• **Instructions to follow**
Go to the line below containing "The MCP server" and print exactly from there through the line containing "not pass it.", both included. Print nothing else.

• **Record excerpts**
☆ ☆ ☆ ☆
PR #2044, opened 2026-04-30
Keep OMX MCP serve process alive

pgagarinov:
## Summary
- keep `omx mcp-serve <target>` pending after the selected MCP server module loads so stdio MCP clients do not lose the server during startup
- add focused regression coverage for the old immediate-settle path
- add a test-only `keepProcessAlive: false` opt-out so dispatch/validation unit tests can still await the command

## Problem

`mcpServeCommand()` returned as soon as the target loader finished. In the bin-wrapper path that can let the CLI command complete and close the stdio MCP process before the client finishes initialization.

## Root cause

The MCP server modules start their stdio lifecycle as a top-level import side effect, but the CLI command did not keep ownership of the process after `await loaders[target]()`.

## Changes

- after loading the target, keep `mcpServeCommand()` pending unless tests explicitly disable keepalive
- update existing tests to use the opt-out for dispatch/validation paths
- add a red-green regression asserting the loader ran while the command promise remains unsettled after one event-loop tick

## Verification
- `npm run build`
- `node --test dist/cli/__tests__/mcp-serve.test.js`
- `node --test dist/cli/__tests__/package-bin-contract.test.js`

## Risk / compatibility
- runtime behavior changes only for `omx mcp-serve <target>`: the command now stays alive for the stdio MCP lifecycle
- validation errors and help output still return normally before keepalive is entered
- the opt-out is only exposed for tests

### DIFF
--- a/src/cli/__tests__/mcp-serve.test.ts
+++ b/src/cli/__tests__/mcp-serve.test.ts
@@ -10,6 +10,7 @@ describe("mcp-serve command", () => {
 
 		await mcpServeCommand(["trace"], {
 			env,
+			keepProcessAlive: false,
 			loaders: {
 				"state-server.js": async () => {
 					loaded.push("state-server.js");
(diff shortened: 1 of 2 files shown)


Yeachan-Heo (approved):
APPROVE

Reviewed external PR #2044 adversarially against dev at a1556de8; PR head inspected: a2593b08.

Scope reviewed:
- src/cli/mcp-serve.ts
- src/cli/__tests__/mcp-serve.test.ts
- related mcp lifecycle/CLI dispatch context

Findings:
- Keeping `omx mcp-serve <target>` pending after the selected server module loads is correct for the stdio MCP server lifecycle; the server bootstrap owns shutdown on stdin/transport/parent lifecycle.
- The `keepProcessAlive: false` opt-out is narrow/test-only in the changed unit-test call sites; production CLI dispatch does not pass it.
- Module-load failures are not masked because `await loaders[target]()` must complete successfully before the pending keepalive promise is reached.
- I did not find evidence this can hang unrelated non-test command paths; the production caller is the `mcp-serve` dispatch branch, while help/validation paths return/throw before keepalive.

Targeted checks run in an isolated /tmp copy:
- npm ci --ignore-scripts --no-audit --no-fund
- npm run build
- node --test dist/cli/__tests__/mcp-serve.test.js
- node --test dist/cli/__tests__/package-bin-contract.test.js

All targeted checks passed.

CI note: CI was still running/pending in the provided review context; I did not wait for full CI completion and did not merge.

Required signature: OMX-Codex-Review: APPROVE pr-2044 a2593b08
☆ ☆ ☆ ☆
• **Answer box**
The MCP server modules start their stdio lifecycle as a top-level import side effect, but the CLI command did not keep ownership of the process after `await loaders[target]()`.

## Changes

- after loading the target, keep `mcpServeCommand()` pending unless tests explicitly disable keepalive
- update existing tests to use the opt-out for dispatch/validation paths
- add a red-green regression asserting the loader ran while the command promise remains unsettled after one event-loop tick

## Verification
- `npm run build`
- `node --test dist/cli/__tests__/mcp-serve.test.js`
- `node --test dist/cli/__tests__/package-bin-contract.test.js`

## Risk / compatibility
- runtime behavior changes only for `omx mcp-serve <target>`: the command now stays alive for the stdio MCP lifecycle
- validation errors and help output still return normally before keepalive is entered
- the opt-out is only exposed for tests

### DIFF
--- a/src/cli/__tests__/mcp-serve.test.ts
+++ b/src/cli/__tests__/mcp-serve.test.ts
@@ -10,6 +10,7 @@ describe("mcp-serve command", () => {
 
 		await mcpServeCommand(["trace"], {
 			env,
+			keepProcessAlive: false,
 			loaders: {
 				"state-server.js": async () => {
 					loaded.push("state-server.js");
(diff shortened: 1 of 2 files shown)


Yeachan-Heo (approved):
APPROVE

Reviewed external PR #2044 adversarially against dev at a1556de8; PR head inspected: a2593b08.

Scope reviewed:
- src/cli/mcp-serve.ts
- src/cli/__tests__/mcp-serve.test.ts
- related mcp lifecycle/CLI dispatch context

Findings:
- Keeping `omx mcp-serve <target>` pending after the selected server module loads is correct for the stdio MCP server lifecycle; the server bootstrap owns shutdown on stdin/transport/parent lifecycle.
- The `keepProcessAlive: false` opt-out is narrow/test-only in the changed unit-test call sites; production CLI dispatch does not pass it.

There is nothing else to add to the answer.